Spacy and Markovify for Maximum Hilarity
I'm a big fan of jsvine's Markovify libary. Markovify is a python library that allows you generate markov chain text based on sentence delimited text datasets (so basically normal prose). You can feed it anything from classical novels to internet forum comments and it will spit out semi-related nonsense that almost passes as a sentence.
The library gathers ngrams from training texts and builds a dictionary that catalogues the frequency of proceeding ngrams. It is at the core of the script used to make posts and comments to the Subreddit Simulator subreddit. I've taken a crack at making a reddit bot that responds to comments and mentions with sentences based on a model of all comments in the reddit Shanghai subreddit.
Recently I've taken an interest in NLP and have found the Spacy python library. Spacy offers "industrial-strength natural language processing" (improved parse speed and accuracy).
One of a number of useful tools based on Spacy is Textacy, a library for performing common types of aggregation and post-processing on NLP-parsed text. Textacy offers an interface for storing ordered dicts of Spacy docs as binaries to disk. This allows you to work with preparsed text and allows you to do the computationally and time expensive task of NLP parsing before performing post-processing tasks. These collections (corpora) can also contain metadata about docs (author, create time, etc), making it useful for breaking markov training text into relevant sub-categories.
In the advanced usage section of Markovify's docs, there is an example of how to make a class based on the Markovify.Text class, using NLTK for parts-of-speech tagging. This can help improve the coherence of the output sentences by controlling for homonyms in ngram splitting. However, the docs warn that the tagging process can slow down the generation of a markov model.
So to speed up the creation of the markov model with POS tagging, we can store the pre-parsed model text as Textacy corpora and load them at run-time. By overriding some of the methods in the markovify.Text class, we can load docs from a corpus (using Spacy's built-in sentence breaking) and split words into tokenized strings with "::"-delimiting the token's orthographic value and its part of speech.

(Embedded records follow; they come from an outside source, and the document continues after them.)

PR #153, opened 2026-05-03
Fix qualified-member goto-def across source chains

### LINKED ISSUE #148: qualified-member goto-def: scan cursor's full cross-file connected component, not just cursor + defining file
## Background

`crates/raven/src/qualified_resolve.rs` resolves go-to-definition for the RHS identifier of `$` and `@` (e.g. cmd-click on `bar` in `foo$bar`). It collects member-assignment / constructor candidates and picks the best one.

After the cross-file extension landed (PR with the `gotodef` branch — module-level doc comment in `qualified_resolve.rs` step 2), the resolver scans **two** files:

1. `foo`'s defining file.
2. The cursor's file (when distinct), with a per-site `get_cross_file_scope` check confirming `foo` at each candidate's LHS position resolves to the same binding.

This handles the common "skeleton-and-attach" pattern: `foo <- list()` in helpers.R, `foo\$bar <- 1` in main.R, cursor in main.R. ✅

## Gap

A `foo\$bar <- ...` in some **third** file in the middle of a `source()` chain is still missed. Concretely:

```r
# a.R
foo <- list()

# b.R
source(\"a.R\")
foo\$bar <- 1   # ← member assignment in a third file

# c.R  (cursor here)
source(\"b.R\")
print(foo\$bar)   # ← cmd-click on \`bar\` returns None
```

- `defining_uri` = a.R (where `foo` was bound).
- Cursor file = c.R.
- Scan covers a.R + c.R; b.R is invisible.
- a.R has no `bar` and c.R has no `foo\$bar <- ...` candidate, so the resolver returns `None`.

The user would expect goto-def on `\$bar` to jump to `foo\$bar <- 1` in b.R.

## Acceptance criteria

1. Extend candidate collection to walk **every file in the cursor's cross-file connected component** (forward + backward closures via the existing `state.cross_file_graph`), in addition to the cursor file and defining file.
2. Apply the same per-site \`get_cross_file_scope\` correctness gate to every non-defining-file candidate (including b.R candidates) — verify that \`foo\` at the candidate's LHS position resolves to the same `ScopedSymbol` the user navigated from.
3. Tie-break: existing rule continues — cursor-file candidates beat all others; among non-cursor-file candidates, max effect position wins. (Cross-file effect-position ordering is undefined in general; if it becomes an issue, prefer candidates whose file is closer to the cursor in the dependency graph.)
4. Add tests:
   - Positive: the three-file example above resolves to b.R's `foo\$bar <- 1`.
   - Negative: a `foo\$bar <- 99` inside an unrelated function in b.R (where `foo` is shadowed) does **not** match.
   - Negative: a `foo\$bar <- 99` in some unrelated file *outside* the cursor's connected component does not match.

## Notes

- The per-site \`candidate_lhs_matches_symbol\` check in qualified_resolve.rs already provides the correctness gate; the only missing piece is enumerating the right set of files to walk.
- The scope-resolve cost is bounded by the number of \`foo\$bar <- ...\` text matches across the connected component, which is small in practice.
- Documented as a known limitation in the module-level docstring of \`qualified_resolve.rs\`.

## Files to touch

- \`crates/raven/src/qualified_resolve.rs\` (\`resolve_qualified_member\`, the cursor-file phase) — generalize the file enumeration.
- \`crates/raven/src/state.rs\` / \`crates/raven/src/cross_file/\` — there's likely already a helper for \"reachable URIs from the cursor file\"; reuse it.

jbearak:
## Summary
- Scan the cursor file's full cross-file neighborhood for qualified-member assignments instead of only the cursor and defining files.
- Keep per-site scope validation so shadowed or unrelated `foo$bar <- ...` assignments are rejected.
- Update qualified-member design notes and regression tests for the three-file source chain.

## Tests
- `cargo fmt`
- `cargo test -p raven qualified_resolve`
- `cargo test -p raven`

## Artifacts
- Conversation: https://app.warp.dev/conversation/d9901a72-d31b-4858-9288-8e515411021d

Closes #148

## Summary by CodeRabbit

* **New Features**
  * More accurate go-to-definition for `$` and `@`, searching and preferring closer contributing files across the workspace.
  * Improved JAGS completion that excludes R-only identifiers.

* **Documentation**
  * Updated specs and guides describing the refined member-access/goto-definition behavior.

* **Tests**
  * Added regressions and updated property tests to validate the new resolution behavior.

### DIFF
--- a/crates/raven/proptest-regressions/handlers.txt
+++ b/crates/raven/proptest-regressions/handlers.txt
@@ -13,3 +13,4 @@ cc 2250c8f29bc61283775c429485d811bc470b61dc653492a4f3296a3aab75251d # shrinks to
 cc 983b057cd15b41227acf67a33b60f8aad42d25970dfa29401494b609f8d246fe # shrinks to reserved_word = "if", var_name = "ifa"
 cc d3a667aae8fefd13d4da291efa222936bb1f1f6806e9bf2c52529364e215c4de # shrinks to symbol_name = "bmp", is_function = false, lines_between = 0
 cc 45e6028c72f7d8b279bbde2cb156a3ac934a6cff2e4f83142171fa19e7706317 # shrinks to func = "i__", lhs = "aa0", rhs = "i__"
+cc 5ffd8e9d8fe0cb62ca747b14ce4eea20ff072c71b60bc3fcdeb7dd6869a03705 # shrinks to content = "NA<-", ext = "jags"
--- a/crates/raven/src/cross_file/scope.rs
+++ b/crates/raven/src/cross_file/scope.rs
@@ -743,6 +743,10 @@ impl Default for ScopeArtifacts {
 pub struct ScopeAtPosition {
     pub symbols: HashMap<Arc<str>, ScopedSymbol>,
     pub chain: Vec<Url>,
+    /// Widest query position from each contributing file that was visible when
+    /// this scope was computed. Forward-sourced files typically contribute at
+    /// EOF; backward-parent files contribute only up to their call site.
+    pub visible_positions: HashMap<Url, (u32, u32)>,
     /// URIs where max depth was exceeded, with the source call position (line, col)
     pub depth_exceeded: Vec<(Url, u32, u32)>,
     /// Packages inherited from parent files (loaded before the source() call site)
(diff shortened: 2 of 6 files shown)


jbearak:
### Code review

PR #157, opened 2026-05-03
Use cached scope for qualified member goto-def

### LINKED ISSUE #155: qualified-member goto-def: scope re-resolve loop holds WorldState read lock under N uncached scope walks
## Summary

After #153, `resolve_qualified_member` re-resolves cross-file scope once per `foo\$bar <- ...` site found anywhere in the cursor's connected component. On large workspaces (hundreds of connected files), or for common member-assignment patterns (e.g. `obj\$id`, `data\$name`), that loop can do many full uncached scope walks while the `WorldState` read lock is still held. Concurrent `did_change` writers wait for the entire loop to finish.

## Where

- Loop entry point: [`qualified_resolve.rs:212`](https://github.com/jbearak/raven/blob/6a7e15fa54b4390df8ced0e84dc80d351ae7a984/crates/raven/src/qualified_resolve.rs#L210-L215) — `cross_file_candidates.retain(|c| candidate_lhs_matches_symbol(state, c, lhs_name, symbol));`
- Per-candidate scope resolve: [`qualified_resolve.rs:228-246`](https://github.com/jbearak/raven/blob/6a7e15fa54b4390df8ced0e84dc80d351ae7a984/crates/raven/src/qualified_resolve.rs#L228-L246) — calls `get_cross_file_scope` with `DiagCancelToken::never()`.
- Uncached entry point: [`handlers.rs:2734`](https://github.com/jbearak/raven/blob/6a7e15fa54b4390df8ced0e84dc80d351ae7a984/crates/raven/src/handlers.rs#L2734-L2747) — calls `scope_at_position_with_graph` (no `ParentPrefixCache`).
- Read lock holder: [`backend.rs:3368`](https://github.com/jbearak/raven/blob/6a7e15fa54b4390df8ced0e84dc80d351ae7a984/crates/raven/src/backend.rs#L3364-L3374) — `goto_definition` holds `self.state.read().await` for the entire call.

A cached variant exists already: `scope_at_position_with_graph_cached` (`scope.rs:2926`), which memoizes the parent-prefix walk via `ParentPrefixCache`.

## Impact

- Each retain iteration walks the dependency graph and merges artifacts from scratch — no prefix reuse across iterations, even when many candidates share a file.
- The contract on `get_cross_file_scope` ([`handlers.rs:2683-2693`](https://github.com/jbearak/raven/blob/6a7e15fa54b4390df8ced0e84dc80d351ae7a984/crates/raven/src/handlers.rs#L2683-L2693)) describes interactive handlers as resolving \"a single position per request.\" That framing is no longer accurate for `resolve_qualified_member`; it now resolves up to one position per matching site across the neighborhood.
- The cancel token is `DiagCancelToken::never()`, so even a stale request can't bow out early.

## Proposed mitigations (any one helps, combining is best)

1. **Use the cached entry point.** Build a `ParentPrefixCache` at the start of `resolve_qualified_member` and route both the initial `foo` resolve and the per-candidate re-resolve through `scope_at_position_with_graph_cached`. Most savings come from shared parent prefixes across same-file candidates and across the cursor file / defining file / neighborhood files.
2. **Group candidates by URI before resolving.** The per-site validation only needs `lhs_name → ScopedSymbol` equality at the candidate's LHS position. Within one file, the parent prefix is position-invariant, so all candidates in that file can share a single prefix-walk's worth of work; only the inner-scope step is per-position.
3. **Pass a request-scoped cancel token** so the loop bails out when the user moves the cursor or the request is superseded.

## Repro hook

Open a workspace with ~200 sourced R files where a common identifier (e.g. `state\$x`) has many member-assignments throughout the chain, then trigger goto-def on `\$x` while another file is being edited. Compare time-under-read-lock before/after #153.

## Notes

- Not a correctness regression — only a latency / writer-starvation concern.
- The locking discipline rule in CLAUDE.md narrowly targets diagnostics and the libpath consumer's filter, so this isn't a strict violation, but it's the same anti-pattern (iterate-many-scope-resolves-under-the-read-lock) at a smaller scale.

jbearak:
## Summary
- Use a request-local `ParentPrefixCache` for qualified-member goto-definition scope lookups.
- Add a cached cross-file scope helper for interactive requests that resolve multiple related positions.
- Update scope helper locking guidance for multi-position interactive paths.

## Validation
- `cargo fmt --check`
- `cargo test -p raven qualified_resolve::tests --lib`
- `cargo test -p raven`

Fixes #155.

Oz conversation: https://app.warp.dev/conversation/a0494f9a-1533-4416-b3d2-7a1d385cb0ae

## Summary by CodeRabbit

* **Documentation**
  * Clarified documentation for snapshot-scoped cache usage patterns in cross-file scope resolution, including instantiation guidelines and lifetime examples for both diagnostic passes and interactive request scenarios.

* **Refactor**
  * Improved performance for multi-position request handling by implementing an optimized caching mechanism for scope resolution, reducing redundant computations across interactive request batching and diagnostic analysis phases.

### DIFF
--- a/crates/raven/src/cross_file/scope.rs
+++ b/crates/raven/src/cross_file/scope.rs
@@ -2924,9 +2924,17 @@ where
 /// Per-snapshot cache for `ParentPrefix` results, keyed by `(target URI,
 /// query_inside_function)`.
 ///
-/// Lives inside `DiagnosticsSnapshot` so it shares the snapshot's lifetime;
-/// never shared across snapshots. Within one diagnostic pass, all scope queries
-/// against the same URI reuse the same prefix entries.
+/// Use one instance per `WorldState` snapshot and never share across
+/// snapshots. Two patterns:
+///
+/// - **Diagnostic pass**: lives inside `DiagnosticsSnapshot` so it shares the
+///   snapshot's lifetime; all scope queries against the same URI reuse the
+///   same prefix entries.
+/// - **Interactive request batch**: a request handler that resolves many
+///   positions under one read guard (for example
+///   `qualified_resolve::resolve_qualified_member`) creates a cache at the
+///   start of the call, threads it through `get_cross_file_scope_with_cache`,
+///   and drops it when the call returns.
 #[derive(Debug, Default)]
 pub struct ParentPrefixCache {
     entries: HashMap<(Url, bool), Arc<ParentPrefix>>,
--- a/crates/raven/src/handlers.rs
+++ b/crates/raven/src/handlers.rs
@@ -2706,34 +2706,17 @@ pub(crate) fn get_cross_file_scope(
     column: u32,
     cancel: &DiagCancelToken,
 ) -> scope::ScopeAtPosition {
-    // Use ContentProvider for unified access
     let content_provider = state.content_provider();
-
-    // Closure to get artifacts for a URI
     let get_artifacts = |target_uri: &Url| -> Option<Arc<scope::ScopeArtifacts>> {
         content_provider.get_artifacts(target_uri)
     };
-
-    // Closure to get metadata for a URI
     let get_metadata =
         |target_uri: &Url| -> Option<std::sync::Arc<crate::cross_file::CrossFileMetadata>> {
             content_provider.get_metadata(target_uri)
         };
-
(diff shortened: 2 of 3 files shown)


jbearak:
@coderabbit review

PR #169, opened 2026-05-05
Fix parent-after-source leak in cross-file member completions

jbearak:
## Summary

In a workspace with a *diamond* of `source()` relationships, `ww$c.oos` and `ww$seeds` assigned in `main.r` *after* `source("scripts/data.r")` were appearing in member completions inside `data.r` — even though they execute strictly after `data.r` returns and shouldn't be in scope yet.

Root cause: when computing `data.r`'s `parent_prefix`, a transitive walk visits a grandparent of `main.r` at a *wider* position than its initial call-site visit (because that grandparent also sources a sibling forward-sourced from `main.r`). The re-visit's STEP 2 forward-sources `main.r` at EOF, and `record_visible_position` overwrote `main.r`'s cap from `(call_site, 0)` to `(MAX, MAX)`. That EOF cap propagated back through the merge chain, defeating the visibility filter in `qualified_resolve::candidate_effect_visible_in_scope`.

Fix: pin the cap on re-visit. `record_visible_position` now runs only on the first visit. The first visit's position is the legitimate cap for that file's role in the cursor's execution chain — side-trip recursions must not widen it. STEP 2 still re-runs at the wider position to collect any new symbols; only the visibility cutoff stays put.

- Reproduces against `worldwide/scripts/data.r` (`ww$|` → `c.oos`, `seeds` no longer appear).
- New regression test exercises the minimal diamond.
- All 3211 lib tests pass.

## Test plan

- [x] `cargo test -p raven --lib qualified_resolve::tests::dollar_member_completion_excludes_parent_after_source_via_transitive_revisit` — passes.
- [x] TDD red→green verified: revert the fix → test fails with `["c.oos", "name.w", "seeds"]`; restore → test passes with `["name.w"]`.
- [x] `cargo test -p raven --lib` — 3211 passed, 0 failed.
- [x] Manual completion request against the actual `~/repos/worldwide` repo at `scripts/data.r` line 28 — completion list goes from 75 labels (with `c.oos`, `seeds`) to 73 labels (without).

## Summary by CodeRabbit

* **Bug Fixes**
  * Cross-file scope resolution now records symbol visibility only on the initial visit, preventing unintended expansion of visibility during revisits and ensuring correct handling of cycles and forward-source anchoring.
  * Prevented parent-prefix visibility leakage in member completion across transitive file relationships, preserving proper scope boundaries.

* **Tests**
  * Added test coverage for dollar-member completion behavior across transitive file dependencies.

### DIFF
--- a/crates/raven/src/cross_file/scope.rs
+++ b/crates/raven/src/cross_file/scope.rs
@@ -3438,13 +3438,16 @@ where
 ///
 /// # Invariants
 ///
-/// **`visible_positions[uri]` is pinned to the first-visit position.** A re-visit
-/// happens when a transitive cycle forward-sources `uri` at a wider position
-/// (typically EOF). The *original* visit already recorded the legitimate cap for
-/// `uri`'s role in the cursor's execution chain; expanding it on re-visit lets a
-/// side-trip recursion overwrite the cap and reveal later-than-source definitions
-/// that aren't actually in scope. The re-visit still re-runs STEP 2 to collect any
-/// new symbols — only the visibility cutoff stays put.
+/// **`visible_positions[uri]` is pinned to the first-visit position.** A
+/// re-visit happens when the recursion re-enters `uri` at a strictly wider
+/// position than the first-visit cap (typically a transitive forward
+/// `source()` reaching `uri` at EOF). The *original* visit already recorded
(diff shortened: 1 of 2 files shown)


jbearak:
@coderabbit review

jbearak:
@CodeRabbit review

Here's an example of how you can integrate Markovify with Spacy and Textacy:
import markovify
import textacy
import re
from unidecode import unidecode
corpus = textacy.Corpus.load('/path/to/corpus/',
name="corpus_name", compression='gzip')
class TaggedText(markovify.Text):
def sentence_split(self, text):
"""
Splits full-text string into a list of sentences.
"""
sentence_list = []
for doc in corpus:
sentence_list += list(doc.sents)
return sentence_list
def word_split(self, sentence):
"""
Splits a sentence into a list of words.
"""
return ["::".join((word.orth_,word.pos_)) for word in sentence]
def word_join(self, words):
sentence = " ".join(word.split("::")[0] for word in words)
return sentence
def test_sentence_input(self, sentence):
"""
A basic sentence filter. This one rejects sentences that contain
the type of punctuation that would look strange on its own
in a randomly-generated sentence.
"""
sentence = sentence.text
reject_pat = re.compile(r"(^')|('$)|\s'|'\s|[\"(\(\)\[\])]")
# Decode unicode, mainly to normalize fancy quotation marks
if sentence.__class__.__name__ == "str":
decoded = sentence
else:
decoded = unidecode(sentence)
# Sentence shouldn't contain problematic characters
if re.search(reject_pat, decoded): return False
return True
def generate_corpus(self, text):
"""
Given a text string, returns a list of lists; that is, a list of
"sentences," each of which is a list of words. Before splitting into
words, the sentences are filtered through `self.test_sentence_input`
"""
sentences = self.sentence_split(text)
passing = filter(self.test_sentence_input, sentences)
runs = map(self.word_split, sentences)
print(runs[0])
return runs
# Generated the model
model = TaggedText(corpus)
# A sentence based on the model
print(model.make_sentence())
This post is work in progress. I'll continue adding to it when I get a chance.